Saved data entries:
++++
PR #167, opened 2022-02-24
Implement C interoperation

certik:
For now in CPython only.

### DIFF
--- a/src/runtime/ltypes/ltypes.py
+++ b/src/runtime/ltypes/ltypes.py
@@ -10,7 +10,7 @@ f64 = types.new_class("f64")
 c32 = types.new_class("c32")
 c64 = types.new_class("c64")
 
-# overloading support
+# Overloading support
 
 def ltype(x):
     """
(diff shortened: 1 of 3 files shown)


certik:
What remains is to extract the argument types from annotations and pass them to ctypes. Then it should work.

src/runtime/ltypes/ltypes.py
```diff
@@ -51,3 +51,31 @@ def __call__(self, *args, **kwargs):
...
+    """
+    A wrapper class for interfacing C via ctypes.
+    """
+
+    def __init__(self, f):
+        self.name = f.__name__
+        self.args = f.__code__.co_varnames
+        self.annotations = f.__annotations__
+        lib = "/Users/ondrej/repos/lpython/src/runtime/liblfortran_runtime.dylib"
+        import ctypes
```
Smit-create, line 69: Can we move this `ctypes` as the class variable so it isn't imported at every object creation?

src/runtime/ltypes/ltypes.py
```diff
@@ -51,3 +51,31 @@ def __call__(self, *args, **kwargs):
...
+
+class CTypes:
+    """
+    A wrapper class for interfacing C via ctypes.
+    """
+
+    def __init__(self, f):
+        self.name = f.__name__
+        self.args = f.__code__.co_varnames
+        self.annotations = f.__annotations__
```
Smit-create, line 67: We can skip them if they aren't used anywhere in the class?

src/runtime/ltypes/ltypes.py
```diff
@@ -70,3 +71,45 @@ def __call__(self, *args, **kwargs):
...
+            if arg == f64:
+                return ctypes.c_double
+            elif arg == f32:
+                return ctypes.c_float
+            else:
+                raise NotImplementedError("Type not implemented")
+        self.name = f.__name__
+        self.args = f.__code__.co_varnames
+        self.annotations = f.__annotations__
+        lib = "/Users/ondrej/repos/lpython/src/runtime/liblfortran_runtime.dylib"
```
certik, line 95: Just the library lookup needs to be fixed, otherwise it works (on my computer).

src/runtime/ltypes/ltypes.py
certik: They are used now.

src/runtime/ltypes/ltypes.py
certik: I moved it to the top of the file.

certik:
This seems to work. We'll build upon it with subsequent PRs.

PR #168, opened 2022-02-24
Implement `ord()` and `chr()` functions

namannimmo10:
Included these in a separate PR because we have to fix the string length issue in LLVM. 👇 
 https://github.com/lcompilers/lpython/blob/e1b2778dc30d413a6ce3abb698ff52c1598240f9/src/libasr/codegen/asr_to_llvm.cpp#L1518


src/lpython/semantics/python_comptime_eval.h
```diff
@@ -168,6 +170,43 @@ struct PythonIntrinsicProcedures {
...
     }
 
+    static ASR::expr_t *eval_chr(Allocator &al, const Location &loc, Vec<ASR::expr_t*> &args) {
+        LFORTRAN_ASSERT(ASRUtils::all_args_evaluated(args));
+        ASR::expr_t* arg = args[0];
+        ASR::ttype_t* type = ASRUtils::expr_type(arg);
+        if (ASR::is_a<ASR::Integer_t>(*type)) {
+            int64_t c = ASR::down_cast<ASR::ConstantInteger_t>(arg)->m_n;
+            ASR::ttype_t* str_type =
+                LFortran::ASRUtils::TYPE(ASR::make_Character_t(al,
```
namannimmo10, line 180:
```suggestion
                ASRUtils::TYPE(ASR::make_Character_t(al,
```

integration_tests/test_builtin.py
```diff
@@ -1,20 +1,20 @@
-from ltypes import i32
-
```
certik, line 2: I think you need to keep these here, because both LPython and CPython requires it below for `i: i32`. CPython might ignore it by accident (I think it ignores local variables, but requires it for function signatures) and LPython might currently ignore it due to us not being strict about reporting errors, but the right solution is for LPython to always give an error message when `i32` is not imported.

certik (approved):
Otherwise this looks great. Much cleaner now!

PR #169, opened 2022-02-25
Add more runtime implementations of builtins

namannimmo10:


src/runtime/lpython_builtin.py
```diff
@@ -75,3 +75,18 @@ def bool(x: i32) -> bool:
...
+    """
+    Return the length of the string `s`.
+    """
+    if s == '':
+        return 0
+    count: i32
+    count = 0
+    end: i32
+    end = -1
+    while s[count:end] != '':
```
namannimmo10, line 90: This raises a codegen error when it hits this line 👇 

https://github.com/lcompilers/lpython/blob/19dd8a71ad4262587ff6e3c80482fdefdde86344/src/libasr/codegen/asr_to_llvm.cpp#L1022

src/lpython/semantics/python_comptime_eval.h
```diff
@@ -207,6 +210,64 @@ struct PythonIntrinsicProcedures {
...
+        ASR::expr_t* arg1 = ASRUtils::expr_value(args[0]);
+        ASR::expr_t* arg2 = ASRUtils::expr_value(args[1]);
+        ASR::ttype_t* arg1_type = ASRUtils::expr_type(arg1);
+        ASR::ttype_t* arg2_type = ASRUtils::expr_type(arg2);
+        ASR::ttype_t *int_type = ASRUtils::TYPE(ASR::make_Integer_t(al, loc, 4, nullptr, 0));
+        ASR::ttype_t *real_type = ASRUtils::TYPE(ASR::make_Real_t(al, loc, 8, nullptr, 0));
+        if (!ASRUtils::check_equal_type(arg1_type, arg2_type)) {
+            throw SemanticError("The arguments to pow() must have the same type.", loc);
+        }
+        if (ASRUtils::is_integer(*arg1_type) || ASRUtils::is_integer(*arg1_type)) {
```
namannimmo10, line 253:
```suggestion
        if (ASRUtils::is_integer(*arg1_type) && ASRUtils::is_integer(*arg2_type)) {
```

src/runtime/lpython_builtin.py
certik: Right. `len` is a truly "builtin" function. It does not have an implementation using LPython. Implement it like this:
```python
def len(s: str) -> i32:
    """
    Return the length of the string `s`.
    """
    pass
```
The LLVM backend then has to provide its own implementation of `len` (which it already does).

certik: Other functions in this category are numpy's `size`, `shape`, etc. They all have to be implemented by the backend directly. Other functions like `chr` can (and should) be implemented in LPython.

src/runtime/lpython_builtin.py
```diff
@@ -75,3 +75,25 @@ def bool(x: i32) -> bool:
...
+        count += 1
+    return count + 1
+
+
+def pow(x: i32, y: i32) -> i32:
+    """
+    Returns x**y.
+    """
+    return (x)**(y)
```
certik, line 99: I would just write it like this:
```suggestion
    return x**y
```
but it's a matter of style.

certik:
This looks great. Do the change for `len` as I suggested above, and see if this works. If not, I can help fix it.

namannimmo10:
> This looks great. Do the change for `len` as I suggested above, and see if this works. If not, I can help fix it.

I tried using `pass`, but now it gives:
`code generation error: Unsupported len value in ASR`

certik:
Just do the change anyway, that's what has to happen. We might need to modify our AST to ASR to generate an interface for "len", not an implementation. Python doesn't have syntax for declaring an interface, we might perhaps later do it with a decorator.

certik:
Looks good. If there is a bug with `len`, please open up an issue.

PR #170, opened 2022-02-25
Support lpython types in overloading 

Smit-create:


certik (approved):
I think this is fine. The tests seem to pass.

I will note that we need to support some kind of an array notation such as `i32[:,:]` for a 2D array. Do you know how to do it with the `types.new_class()` approach?

Smit-create:
> Do you know how to do it with the `types.new_class()` approach?

I don't know exactly but will figure that out.

PR #174, opened 2022-02-26
Make pi, e, tau variables

certik:


certik:
Depends on #178 to be merged first.

PR #176, opened 2022-02-26
Implement `int` intrinsic function

namannimmo10:


certik (approved):
I think this is fine for now.

This will have to be later improved, and if the input is a variable of type float (or int), it should generate a cast at compile time, not a function call. This will require unevaluated argument, so we might need to add the true/false approach in the intrinsic table as in LFortran.

PR #177, opened 2022-02-26
Implement `float` intrinsic function

namannimmo10:


certik (approved):
I think this is fine. The same caveat as for `int()` to convert it to a cast, but we'll fix that later.

PR #179, opened 2022-02-27
Work on recognizing the @ccall decorator

certik:


certik:
@Smit-create here is how to recognize the `ccall` decorator by LPython and do something.

Smit-create:
Okay! Will have a look at it. Thanks!

Issue #175, opened 2022-02-26
String length issue in LLVM


namannimmo10:
```python
def test_len():
    s: str
    s = "abcd"
    assert len(s) == 4
    s = ''
    assert len(s) == 0
    assert len("abcd") == 4
    assert len("") == 0
```
⬆️  When we run this under integration tests, it returns a codegen error, as it hits this line 👇 
 https://github.com/lcompilers/lpython/blob/e1b2778dc30d413a6ce3abb698ff52c1598240f9/src/libasr/codegen/asr_to_llvm.cpp#L1518

certik:
I am reopening this, as it doesn't work yet in main, but I have a fix for this in my local branch.

PR #180, opened 2022-02-27
Implement compile time and runtime `bin`

namannimmo10:


integration_tests/run_tests.py
```diff
@@ -26,7 +26,8 @@
 # CPython tests only
 test_cpython = [
     "test_generics_01.py",
-    "test_c_interop_01.py"
+    "test_c_interop_01.py",
+    "test_builtin_bin.py"
```
namannimmo10, line 30: I will move this to "LPython + CPython tests" once we fix #175

certik (approved):
I think this looks good, it adds a compile time as well as a runtime implementation.

Would you please mind waiting until #181 is merged, and then resolving conflicts? I need that one to be merged, as I made a mistake and forgot to test it.

PR #184, opened 2022-02-28
Implement sin, cos, tan, sqrt

certik:
This interfaces C implementation from `src/runtime/impure/lfortran_intrinsics.c`.

### DIFF
--- a/integration_tests/test_math_02.py
+++ b/integration_tests/test_math_02.py
@@ -1,0 +1,10 @@
+from math import sin, pi
+
+def test_sin():
+    # TODO: importing from `math` doesn't work here yet:
+    pi: f64 = 3.141592653589793238462643383279502884197
+    eps: f64 = 1e-12
+    assert abs(sin(0.0)-0) < eps
+    assert abs(sin(pi/2)-1) < eps
+
+test_sin()
--- a/integration_tests/test_math_02.py
+++ b/integration_tests/test_math_02.py
@@ -1,10 +1,19 @@
-from math import sin, pi
+from math import sin, cos, tan, pi, sqrt
 
-def test_sin():
+def test_trig():
     # TODO: importing from `math` doesn't work here yet:
     pi: f64 = 3.141592653589793238462643383279502884197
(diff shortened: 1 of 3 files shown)


certik:
@Smit-create, se can use this approach to implement all other runtime functions. If you want, go ahead and implement the rest of the trig functions.

Smit-create:
This looks super good! Thanks.

Smit-create:
yeah, I'll add the remaining ones soon.

Smit-create (approved):

src/runtime/math.py
```diff
@@ -139,3 +139,27 @@ def lcm(a: i32, b: i32) -> i32:
...
+
+def sin(x: f64) -> f64:
+    return _lfortran_dsin(x)
+
+@ccall
+def _lfortran_dcos(x: f64) -> f64:
+    pass
+
+def cos(x: f64) -> f64:
+    return _lfortran_dcos(x)
```
namannimmo10, line 158: Why are we mixing `pure` and `impure` implementations?

certik: Right now everything is in one directory. This would be impure, because it depends on C.

integration_tests/test_math_02.py
```diff
@@ -0,0 +1,19 @@
...
+    assert abs(cos(pi/2)-0) < eps
+    assert abs(tan(0.0)-0) < eps
+    assert abs(tan(pi/4)-1) < eps
+
+def test_sqrt():
+    eps: f64 = 1e-12
+    assert abs(sqrt(2.0) - 1.4142135623730951) < eps
+    assert abs(sqrt(9.0) - 3) < eps
+
+test_trig()
```
Smit-create, line 19:
```suggestion
test_trig()
test_sqrt()
```

certik: Good catch!

src/runtime/math.py
namannimmo10: OK, we can separate them down the road.

PR #687, opened 2022-06-25
Add support for `sep` keyword in print

### LINKED ISSUE #665: Implement the `sep` keyword argument in print()
Example:
```
print("a","b","c",sep=",")
```
This I think might be easy: simply extract/check it in ast->asr, and insert `,` instead of ` ` between the other arguments.

Smit-create:
Fixes #665


src/libasr/codegen/asr_to_llvm.cpp
```diff
@@ -4139,10 +4139,17 @@ class ASRToLLVMVisitor : public ASR::BaseVisitor<ASRToLLVMVisitor>
     void handle_print(const T &x) {
         std::vector<llvm::Value *> args;
         std::vector<std::string> fmt;
-        for (size_t i=0; i<x.n_values; i++) {
+        // separator
+        this->visit_expr_wrapper(x.m_values[x.n_values - 1], true);
+        llvm::Value* separator = tmp;
+        for (size_t i=0; i<x.n_values - 1; i++) {
```
certik, line 4145: This change effectively encodes the separator as the first argument to Print.

Let's add it as a new argument to `Print`, called `string separator`. That will make it clean. Also force the change in LFortran. This change here would break LFortran, since it is not using this new convention. As an argument, it would not break it.

We ultimately need a language independent representation of string formatting, but I think this little change (adding `separator` in ASR's Print) goes in the right direction and is clean enough.

Smit-create: Sure!

src/libasr/ASR.asdl
```diff
@@ -190,7 +190,7 @@ stmt
               expr? read, expr? write, expr? readwrite, expr? delim,
               expr? pad, expr? flen, expr? blocksize, expr? convert,
               expr? carriagecontrol, expr? iolength)
-    | FileWrite(int label, expr? unit, expr? fmt, expr? iomsg, expr? iostat, expr? id, expr* values)
+    | FileWrite(int label, expr? unit, expr? fmt, expr? iomsg, expr? iostat, expr? id, expr* values, expr? separator)
```
certik, line 193: Since we are not hooking this up in this PR, I would not add it to `FileWrite` yet. I am hoping to figure out a general solution for file IO that works well for both LPython and LFortran.

src/lpython/semantics/python_ast_to_asr.cpp
```diff
@@ -3303,10 +3303,22 @@ class BodyVisitor : public CommonVisitor<BodyVisitor> {
...
                 Vec<ASR::expr_t*> args_expr = ASRUtils::call_arg2expr(al, args);
+                ASR::expr_t *separator = nullptr;
+                if (c->n_keywords > 0) {
+                    std::string arg_name;
+                    for (size_t i = 0; i < c->n_keywords; i++) {
+                        arg_name = c->m_keywords[i].m_arg;
+                        if (arg_name == "sep") {
+                            visit_expr(*c->m_keywords[i].m_value);
+                            separator = ASRUtils::EXPR(tmp);
+                            break;
```
certik, line 3316: Let's check the type of `tmp`, make sure it's a string expression, otherwise give an error message, and let's write a test for the error message.

integration_tests/print_01.py
```diff
@@ -1 +1,8 @@
-print("Hello World!")
+def f():
+    print("Hello World!")
+    x: str
+    x = ","
+    print("a", "b", sep=x)
+    print("a", "b", sep=":")
```
certik, line 6: Let's also add tests for `sep` with more than 1 character.

certik (commented):
I think this looks very good. I left some minor comments, it would be nice if we can fix them while we are at this.

src/libasr/ASR.asdl
Smit-create: I need to make that change because `handle_print` is also used by `FileWrite`.

certik: I see, keep it there then.

certik (approved):
I think this looks good to go in.

certik:
Thanks @Smit-create !

PR #688, opened 2022-06-25
Add a test for type mismatch in pointers

Smit-create:
cc @czgdp1807

### DIFF
--- a/tests/reference/llvm-test_c_interop1-9657eef.stderr
+++ b/tests/reference/llvm-test_c_interop1-9657eef.stderr
@@ -1,0 +1,4 @@
+code generation error: asr_to_llvm: module failed verification. Error:
+Stored value type does not match pointer operand type!
+  store %array* %y, %array.0** %yptr1, align 8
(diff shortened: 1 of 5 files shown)


tests/reference/llvm-test_c_interop1-9657eef.stderr
```diff
@@ -0,0 +1,4 @@
+code generation error: asr_to_llvm: module failed verification. Error:
+Stored value type does not match pointer operand type!
+  store %array* %y, %array.0** %yptr1, align 8
+ %array.0*
```
certik, line 4: I would not be adding LLVM test failures here, because they might depend on LLVM version and ultimately our LLVM backend should never fail like this. It should fail by giving LFortran codegen error (which we can and should test) and ultimately this should be a semantic error, already in AST->ASR.

Smit-create: Okay, I'll open an issue for the same.

PR #697, opened 2022-06-26
Don't overload the `bool()` intrinsic function

### LINKED ISSUE #410: Don't overload the `bool` intrinsic function

namannimmo10:
Fixes #410


certik:
Something like that.

src/lpython/semantics/python_ast_to_asr.cpp
```diff
@@ -3452,6 +3452,72 @@ class BodyVisitor : public CommonVisitor<BodyVisitor> {
...
+                al, loc, t, ASR::cast_kindType::IntegerToLogical, to_type, value));
+
+        } else if (ASRUtils::is_character(*type)) {
+            if (ASRUtils::expr_value(arg) != nullptr) {
+                char *c = ASR::down_cast<ASR::StringConstant_t>(
+                                        ASRUtils::expr_value(arg))->m_s;
+                value = ASR::down_cast<ASR::expr_t>(make_LogicalConstant_t(al,
+                                loc, std::string(c) != "", to_type));
+            }
+            // TODO: make bool() work for non-constant strings
```
namannimmo10, line 3500: How do you wanna do this? Call a runtime function or have a node for this, too?

certik: Can this be done with the existing `Cast` ASR node? Such as casting Integer to Bool.

czgdp1807: I would suggest using `Cast` node. What do you all think?

namannimmo10: How about we add `CharacterToLogical` and `ComplexToLogical` under `cast_kind`? 

> Can this be done with the existing `Cast` ASR node?

I don't see any existing node that does the job here.

czgdp1807: Well here’s what I think.
1. First check whether the call is being made to `bool`. In an abstract sense, I mean verify that the semantics of the code is to call `bool` over a single input.
2. Now, see if the input is of intrinsic type (i.e., integer, real/float, complex). If so then things are pretty much clear, source type is the type of input argument and destination type is logical. If the input type is say a class then I think Python provides some magic method (I think it is `__bool__`) for conversion. We will have to call `__bool__`.
3. On the basis of step 2 either create a `Cast` node (if the type is node) or a `FunctionCall` (if the type is class).

I think I have covered all the cases for `bool(x)` expression. It is fairly easy to implement the above steps in ASR (provided I am not missing out on anything).

czgdp1807: > How about we add CharacterToLogical and ComplexToLogical under cast_kind?

I think yes we should add and use them in step 3 of my comment above.

czgdp1807: For non-constant strings in the LLVM backend we might not need a new C runtime function. We can call already existing function which computes the length of the string. The integer received in return will easily determine the result. If 0 then false and true in all other cases.

namannimmo10:
@czgdp1807, @certik -- this is ready.

certik (approved):
I think that this is fine.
++++
» **Problem to solve**: Every line above holding the string "functions" should be listed.

» **Answer to the exercise**:
Implement `ord()` and `chr()` functions
certik: Other functions in this category are numpy's `size`, `shape`, etc. They all have to be implemented by the backend directly. Other functions like `chr` can (and should) be implemented in LPython.
@Smit-create, se can use this approach to implement all other runtime functions. If you want, go ahead and implement the rest of the trig functions.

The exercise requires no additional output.